Second, we seek to improve deep neural networks by generalizing the pooling operations that play a central role in current architectures. The two primary directions lie in (1) learning a pooling function via combining of max and average pooling, and (2) learning a pooling function in the form of a tree-structured fusion of pooling filters that are themselves learned. In our experiments every generalized pooling operation we explore improves performance when used in place of average or max pooling. The advantages provided by the proposed methods are evident in our experimental results, showing state-of-the-art performance on MNIST, CIFAR-10, CIFAR-100, and SVHN.

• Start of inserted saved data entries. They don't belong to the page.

PR #234, opened 2019-04-29
Bump `haskell-src-exts` upper bound

fosskers:
When using `1.21.0`, this allows for correct parsing of `DerivingVia` syntax.

Keep in mind that it's up to the person building `stylish-haskell` to ensure that the most up-to-date version of `haskell-src-exts` is being used :)

### DIFF
--- a/stack.yaml
+++ b/stack.yaml
@@ -1,4 +1,4 @@
-flags: {}
+resolver: lts-13.19
+
 packages:
-- '.'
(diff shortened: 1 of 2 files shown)


NickSeagull:
@jaspervdj is there something I can do in order to help merging this?

jaspervdj:
Thanks for reminding me!  Released as `v0.9.2.2` now.

Issue #210, opened 2018-05-29
Enable extensions implied by other extensions


qrilka:
`stylish-haskell` fails to parse module with `type` in import saying 
```
Please add {-# LANGUAGE ExplicitNamespaces #-} pragma at the top of your module."
```
at the same time there is `{-# LANGUAGE TypeOperators      #-}` in that module so according to https://downloads.haskell.org/~ghc/latest/docs/html/users_guide/glasgow_exts.html#explicit-namespaces-in-import-export this extension should be already implied

safareli:
Also even if you specify TypeOperators or even ExplicitNamespaces in package.yaml it doesn't care and still fails.

jaspervdj:
`stylish-haskell` currently does not take implied extensions into account.

This should be fixed using `haskell-src-exts`'s `impliedExts` function from `Language.Haskell.Exts.Extension`.

It's probably a relatively easy task -- happy to review a PR if anyone feels up to this.

basile-henry:
I believe `haskell-src-exts` already adds the implied extensions when parsing. The issue is that the version of `haskell-src-exts` currently used with stackage LTS 13.19 is `1.20.3` and the implied extensions for `TypeOperators` are only in `1.21.0`.

The following parses after upgrading to stackage LTS 14.4 (but not before):

```haskell
{-# LANGUAGE TypeOperators #-}

import           GHC.TypeNats (type (<=))
```

I'll open a PR to upgrade to LTS 14.4 :smile:

PR #237, opened 2019-09-02
Update to Stack LTS 14.4

basile-henry:
In this new snapshot we have among other things a more recent version of `haskell-src-exts` which fixes a few of the parsing issues `stylish-haskell` has.

It definitely solves #210 but might also solve other issues like the ones to do with DerivingVia parsing.


jaspervdj:
Thanks!

Issue #138, opened 2016-11-11
centralisation of extensions/pragmas


mwotton:
I use a few tools like stylish-haskell, hlint etc - all of them need to know what extensions to use. While I could put them all in every file, i generally have a list of extensions i want to use everywhere in the project, and would prefer to centralise them _somewhere_. is there some way of pulling them from .ghci, the cabal file, or stack.yaml? i really don't care which, but duplicating them for every tool is a real pain.

jaspervdj:
Yes, `cabal` would be the best place to store these.  Unfortunately it is not simple to parse cabal files.  That is why I usually put the required extensions at the top of every file -- that should be understood by every tool.

mwotton:
yes, that's an option, but it becomes very unwieldy when you have many files and many extensions.

mwotton:
would you accept a PR that added a yaml file with a list of extensions, or a prelude to be silently prepended to each file?

jaspervdj:
I'd rather not add an additional file, that's just creating another standard.  Would it be possible to parse it from the cabal file, either using the Cabal library, or just a simple custom parser that recognizes extension names.

keremispirli:
With the introduction of [hpack](https://github.com/sol/hpack), such extensions can be listed under `default-extensions` in  `package.yaml` file. 

From the ReadMe file:

>  Both `cabal2nix` and `stack` support `package.yaml` natively.

But unfortunately I could not get it working with `stylish-haskell` as of 0.9.0.2.

I use VS Code with [stylish-haskell](https://marketplace.visualstudio.com/items?itemName=vigoo.stylish-haskell) addon. I had to disable it since migrating to `hpack` because I get errors like:
`Language.Haskell.Stylish.Parse.parseModule: could not parse (...)\src\API.hs: ParseFailed (SrcLoc "<unknown>.hs" 34 1) "TypeOperators language extension is not enabled. Please add {-# LANGUAGE TypeOperators #-} pragma at the top of your module."`

Is this because stylish-haskell doesn't support it yet or the add-on fails to pass something to stylish-haskell?

matt-snider:
@keremispirli  I also use hpack and the VS Code stylish-haskell addon. I get the exact same errors. Did you find any way of getting stylish-haskell to consider the package.yaml file?

keremispirli:
[...]

PR #241, opened 2019-10-24
Work on resolving #138

geo2a:
I suggest using Cabal-the-library to find and parse the `.cabal` file in the project root and extract the contents of all `default-extensions` fields. These extensions are appended to ones specified in `.stylish-haskell.yaml` with duplicates removed.

In case of formatting a file outside of a project, i.e. when there is no related `.cabal` file in any of the parent directories, `stylish-haskell` will fallback to the extensions specified in `.stylish-haskell.yaml` and in the file itself.  

I use `stylish-haskell` via `haskell-mode` in Emacs with the default configuration and the fix works fine for me, but perhaps I am too biased towards my workflow?

@jaspervdj could you please suggest an approach I could use to write tests for this kind of functionality?


jaspervdj:
Hi @geo2a, this is awesome!  I will give it a test drive but it looks like it should work on most setups.

I may refactor it a little bit to put the Cabal-related parts in a separate module, but other than that it looks pretty good.

For testing, there are two options that come to mind:

1. Create a directory structure in the `tests/` folder, check it in and test on that directly.
2. Within the test, use `System.Directory.getTemporaryDirectory` and create a directory `stylish-haskell-RANDOM_NUMBER`, then create a directory hierarchy in there with a cabal file, and use that for testing.

I prefer (2) since it's a bit more flexible, and it keeps the tests "all Haskell".

geo2a:
Thanks @jaspervdj! I'll go with the second approach for testing and update the PR sometime during the weekend.

tests/Language/Haskell/Stylish/Config/Tests.hs
```diff
@@ -0,0 +1,144 @@
...
+-- | Perform an action inside a temporary directory tree and purge the tree afterwords
+withTestDirTree :: IO a -> IO a
+withTestDirTree action = do
+  current <- getCurrentDirectory
+  temp <- createTempDirectory "stylish_haskell"
+  setCurrentDirectory temp
+  result <- action
+  setCurrentDirectory current
+  removeDirectoryRecursive temp
+  pure result
```
jaspervdj: Nitpick: you can use `bracket` to clean this up even in case there's exceptions:

```haskell
withTestDirTree :: IO a -> IO a
withTestDirTree action = bracket
    ((,) <$> getCurrentDirectory <*> createTempDirectory "stylish_haskell")
    (\(current, temp) -> do
        setCurrentDirectory current
        removeDirectoryRecursive temp)
    (\(_, temp) -> setCurrentDirectory temp >> action)
```

geo2a: Indeed! I have refactored `withTestDirTree` to use `bracket` and Applicative notation.

jaspervdj:
Thanks a lot!

PR #242, opened 2019-10-28
Add a cabal option to control cabal parsing

jaspervdj:


jaspervdj:
Hey @geo2a, I've moved the Cabal reading code into a separate module because the `Config` module was becoming rather large, and I've also added a `cabal` field in the configuration so users can disable `.cabal` file parsing if they want to.  Can you give this a quick review at some point?

lib/Language/Haskell/Stylish/Config/Cabal.hs
```diff
@@ -0,0 +1,93 @@
...
+--------------------------------------------------------------------------------
+findLanguageExtensions :: Verbose -> IO [Language.KnownExtension]
+findLanguageExtensions verbose =
+    findCabalFile verbose >>=
+    maybe (pure []) (readDefaultLanguageExtensions verbose)
+
+
+--------------------------------------------------------------------------------
+-- | Find the closest .cabal file, possibly going up the directory structure.
+--   It's essential that
```
geo2a: Oops, sorry, "It's essential that" is probably a part of a thought that didn't fully make it into the docstring from my head. I think it's better to just remove it before merging.

stylish-haskell.cabal
```diff
@@ -128,8 +132,8 @@ Test-suite stylish-haskell-tests
     aeson            >= 0.6    && < 1.5,
     base             >= 4.8    && < 5,
     bytestring       >= 0.9    && < 0.11,
+    Cabal            >= 2.4    && < 2.5,
```
geo2a: I am very hazy on the concept of version bounds, could you quickly explain the motivation for [2.4, 2.5) interval?

jaspervdj: So what we're doing is trying to specify bounds to prevent tools from trying to build stylish-haskell with the wrong version of Cabal.  You and both tested this with 2.4, so that's fine.  Any further release in the 2.4.X range _must_ be compatible with 2.4.

However, Cabal 2.5 is not out yet, and since that bumps a major version, it may break the part of the API we're using. Therefore, I prefer to error on the side of caution here.  If 2.5 comes out and it's compatible, it's a quick fix anyway.

geo2a: Thanks for clarifying on this @jaspervdj !

PR #246, opened 2019-11-14
Allow case insensitive language pragmas 🔤

### LINKED ISSUE #245: Allow lowecase on language pragmas
Hi Jasper!

`stylish-haskell` is great, thanks for creating it! 🎉 

Some people (I'm looking at you @serras) prefer to write language pragmas en lowercase, maybe an option to preserve case could be added to:
```
  - language_pragmas:
      preserve_case: true
```

If this is easy enough I can provide a PR! 😄 

Of course this is not critical or anything, I just want to have a stronger argument against convincing Alejandro to use `stylish-haskell` everywhere 😂

kutyel:
Fixes #245 

---
@serras 👀


lib/Language/Haskell/Stylish/Config.hs
```diff
@@ -260,5 +259,7 @@ parseTrailingWhitespace _ _ = return TrailingWhitespace.step
 
 --------------------------------------------------------------------------------
 parseUnicodeSyntax :: Config -> A.Object -> A.Parser Step
-parseUnicodeSyntax _ o = UnicodeSyntax.step
-    <$> o A..:? "add_language_pragma" A..!= True
+parseUnicodeSyntax c o = UnicodeSyntax.step
+    <$> o A..:? "add_language_pragma"    A..!= True
+    <*> o A..:? "allow_lowercase_pragma" A..!= allowLowercase
+    where allowLowercase = elem "allow_lowercase" $ configLanguageExtensions c
```
kutyel: I have serious doubts about this part, @jaspervdj is there a better way to access config flags from other parts?

lib/Language/Haskell/Stylish/Config.hs
```diff
@@ -237,8 +235,9 @@ parseLanguagePragmas :: Config -> A.Object -> A.Parser Step
 parseLanguagePragmas config o = LanguagePragmas.step
     <$> pure (configColumns config)
     <*> (o A..:? "style" >>= parseEnum styles LanguagePragmas.Vertical)
-    <*> o A..:? "align" A..!= True
+    <*> o A..:? "align"            A..!= True
     <*> o A..:? "remove_redundant" A..!= True
+    <*> o A..:? "language_prefix"  A..!= "LANGUAGE"
```
jaspervdj: Can we factor out this line into a separate function that calls `fail` when the prefix is invalid (i.e. not "language")?

lib/Language/Haskell/Stylish/Config.hs
```diff
@@ -262,3 +261,4 @@ parseTrailingWhitespace _ _ = return TrailingWhitespace.step
 parseUnicodeSyntax :: Config -> A.Object -> A.Parser Step
 parseUnicodeSyntax _ o = UnicodeSyntax.step
     <$> o A..:? "add_language_pragma" A..!= True
+    <*> o A..:? "language_prefix"     A..!= "LANGUAGE"
```
jaspervdj: We can then reuse that function here

lib/Language/Haskell/Stylish/Step/LanguagePragmas.hs
```diff
@@ -87,10 +83,14 @@ truncateComma xs
...
-prettyPragmas cols _       _     Compact     = compactPragmas cols
-prettyPragmas cols _       align CompactLine = compactLinePragmas cols align
+prettyPragmas :: String -> Int -> Int -> Bool -> Style -> [String] -> Lines
+prettyPragmas lp _    longest align Vertical    = verticalPragmas lp longest align
+prettyPragmas lp cols _       _     Compact     = compactPragmas lp cols
+prettyPragmas lp cols _       align CompactLine = compactLinePragmas lp cols align
+
+--------------------------------------------------------------------------------
+makeLang :: String -> String
+makeLang x = if fmap toLower x == "language" then x else "LANGUAGE"
```
jaspervdj: And then this shouldn't be necessary anymore, which I think is nice because erroring out is usually better than implicitly changing what the user wanted

kutyel:
@jaspervdj I hope this looks fine! 🙌

jaspervdj:
Thanks again!

PR #249, opened 2019-11-21
New Logo

rakestto:
I've created a new logo for this prettifier! It's a Lambda with others Lambdas within it and a drop of ink. I wish you like it


README.markdown
```diff
@@ -1,29 +1,28 @@
-stylish-haskell
-===============
+## stylish-haskell
+
+<img src="./assets/Logo/SVG/RoundedLogo.svg" width="100px">
```
kutyel: Very cool logo indeed 👌 hope that @jaspervdj likes it! ❤️ 

stylish-haskell

rakestto: Thank you Flavio!!

jaspervdj:
I quite like these!  We should probably pick a single one though.  Do you have a preference yourself @rakestto?

rakestto:
Thank you @jaspervdj I'm glad you like it. The rounded logo included in Readme file is my favourite for web or favicon. The other two logos, whitout rounded background are the best option for extensions like vscode-icons, I've made for that. My favourite between both options is the pink one. If you want to choose just one, I think the pink version without round background is the most dynamic option.

jaspervdj:
Right -- it makes sense that they all have different uses.  I'll merge this as-is; I don't think I'll use the white one but let's keep it around anyway.  Thanks again for this awesome work!!

PR #254, opened 2020-01-09
Allow setting "columns: null" to disable all wrapping

chris-martin:
In some projects I permit arbitrarily long lines, and so I do not want the `columns` setting.

This PR changes the type of the `configColumns` field from `Int` to `Maybe Int`, and allows you to write `columns: null` in `.stylish-haskell.yaml` to disable all line wrapping features.

In addition to the modification to the `Config` type, there are also many functions with an argument type that changes from `Int` to `Maybe Int`, so this would be a significant breaking change to the library.

A workaround without this change would be to simply set some very large number, e.g. `columns: 9223372036854775807`, but that seems rather inelegant.

I did not fully understand what I was doing in the `Util` module, so that part in particular may be worth reviewing.

### DIFF
--- a/data/stylish-haskell.yaml
+++ b/data/stylish-haskell.yaml
@@ -223,7 +223,11 @@ steps:
   # - squash: {}
 
 # A common setting is the number of columns (parts of) code will be wrapped
-# to. Different steps take this into account. Default: 80.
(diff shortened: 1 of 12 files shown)


jaspervdj:
This looks good, thanks a lot!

Finally, we present recursive recurrent neural networks with attention modeling for lexicon-free optical character recognition in natural scene images. The primary advantages of the proposed method are: (1) use of recursive convolutional neural networks (CNNs), which allow for parametrically efficient and effective image feature extraction; (2) an implicitly learned character-level language model, embodied in a recurrent neural network which avoids the need to use N-grams; and (3) the use of a soft-attention mechanism, allowing the model to selectively exploit image features in a coordinated way, and allowing for end-to-end training within a standard backpropagation framework. We validate our method with state-of-the-art performance on challenging benchmark datasets: Street View Text, IIIT5k, ICDAR and Synth90k.